La señora McCleary era conocida por aceptar «viajeros», pero solo a los mejores, caballeros limpios y educados. Servía jerez y vino de Burdeos en su salón mientras un irlandés corpulento, que no tenía ninguna relación con ella, hacía las veces de guardaespaldas y tocaba el piano. Sus cinco «hijas», todas jóvenes hawaianas, se ocupaban de entretener a los invitados de la señora McCleary «conversando» con ellos. Dichas conversaciones tenían lugar en pequeños dormitorios y con la puerta cerrada.

Cuando el doctor Edgeware hubo terminado con lo que él mismo llamaba sus «negocios sucios» detrás de una de esas puertas, atravesó otra para disfrutar del baño caliente que lo esperaba.

La señora McCleary cobraba un precio considerable a sus clientes, no a cambio de los servicios, sino de su silencio. El doctor Simon Edgeware, que había llegado de Londres hacía ya dos años y que tenía ambiciones políticas, sabía que podía contar con su discreción. Y siempre le procuraba un baño caliente para después, un servicio en el que el escrupuloso doctor insistía mucho porque le gustaba frotarse con jabón hasta ponerse roja la piel antes de regresar a su habitación del American Hotel.

Tras el baño se vestía con sumo cuidado. Simon era un hombre de cuarenta años alto y de huesos largos, con el rostro estrecho y la nariz larga. Las canas prematuras y las patillas plateadas hacían que pareciese mayor de lo que realmente era. Tenía los ojos azules, muy claros, y la piel pálida, tanto que para los hawaianos era un fantasma, un auténtico haole.

Lo que hacía con las chicas en aquella casa no era por placer, sino por necesidad. Simon Edgeware despreciaba sus propios instintos carnales, intentaba obviarlos durante meses hasta que un día, de madrugada, sentía la urgencia de visitar a la señora McCleary.

Las mujeres no podían evitar ser como eran, se decía a si mismo mientras se ataba el pañuelo con las notas de La balada de Annie Lisie sonando al piano desde el salón. Vivían dominadas por su útero y no eran dueñas de sus propias acciones. Los hombres, en cambio, superiores a las mujeres, racionales y educados, ¿deberían ser capaces de imponerse a sus instintos más primitivos? Cada vez que abandonaba la casa de la señora McCleary se juraba que aquella había sido la última vez, pero el deseo siempre se apoderaba de él hasta convertirse en un tumor. Tenía que extirparlo. La liberación que obtenía allí era como reventar un forúnculo: solo cabía esperar que el pus no volviera a reproducirse.

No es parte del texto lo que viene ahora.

PR #3609, opened 2026-07-07
Support persistent bitmaps for raw-format block devices

### LINKED ISSUE #3472: Support persistent bitmaps for raw-format block devices

Currently, we support bitmaps both persistent and transient.
A persistent ones are only supported when qcow2 is used as an underlying block device format.

From the discussion [1] I learned that QEMU supports a scheme, when qcow2 file is used as a container to store metadata (like bitmaps, in our case), while block device data is stored in a "data file". The idea here is to use that way, to support persistent bitmaps for non-qcow2 case.

I have done a draft of a very ugly implementation [see here](https://gist.github.com/mihalicyn/6b1e433cd37cc813315098bc94f4dfc5) and [here](https://github.com/mihalicyn/incus/commit/ba181a92f95e1235a8b662b01d0cbca08cfaae93) to check if this approach works and there is no hidden obstacles along the way. And yes, I can confirm that it works :-)

Link: https://lists.gnu.org/archive/html/qemu-devel/2021-03/msg07428.html [1]

_No response_

presztak:
Closes: #3472

### DIFF
--- a/internal/server/device/config/device_runconfig.go
+++ b/internal/server/device/config/device_runconfig.go
@@ -21,17 +21,18 @@ type RunConfigItem struct {
 
 // MountEntryItem represents a single mount entry item.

Tras pagar a la señora McCleary, que aguardaba sentada en la galería como una araña junto a su red, pensó Edgeware, se montó a lomos de su yegua y regresó al hotel. Se estaba haciendo de día. Después de cambiarse de ropa y dedicar unos minutos a tomarse un chocolate caliente con tostadas acudiría a pie a la cita que tenía en el palacio real.

La Cámara del Consejo era el corazón de la gran Hale Ali’i y había sido diseñada por un arquitecto alemán con la intención de que se pareciera a los palacios europeos, con enormes lámparas de araña de cristal, suelos de mármol, columnas dóricas y muebles elegantes tapizados en seda y satén. Las paredes estaban cubiertas de retratos a tamaño real de distintos monarcas europeos, regalados al rey de Hawái, suponía Edgeware, como símbolo de la estima existente entre la realeza del mundo entero. Del mismo modo, suponía que los gobernantes de Occidente también habían recibido a su vez retratos de Kamehameha y de su esposa, la reina Emma, aunque de lo que no estaba seguro era de cuántos de ellos habían visto la luz en sus países de destino. A ambos lados de aquella cámara central estaba el salón de recepciones, donde Kamehameha daba audiencia todos los días, y la gran biblioteca, donde el ambiente era mucho más íntimo.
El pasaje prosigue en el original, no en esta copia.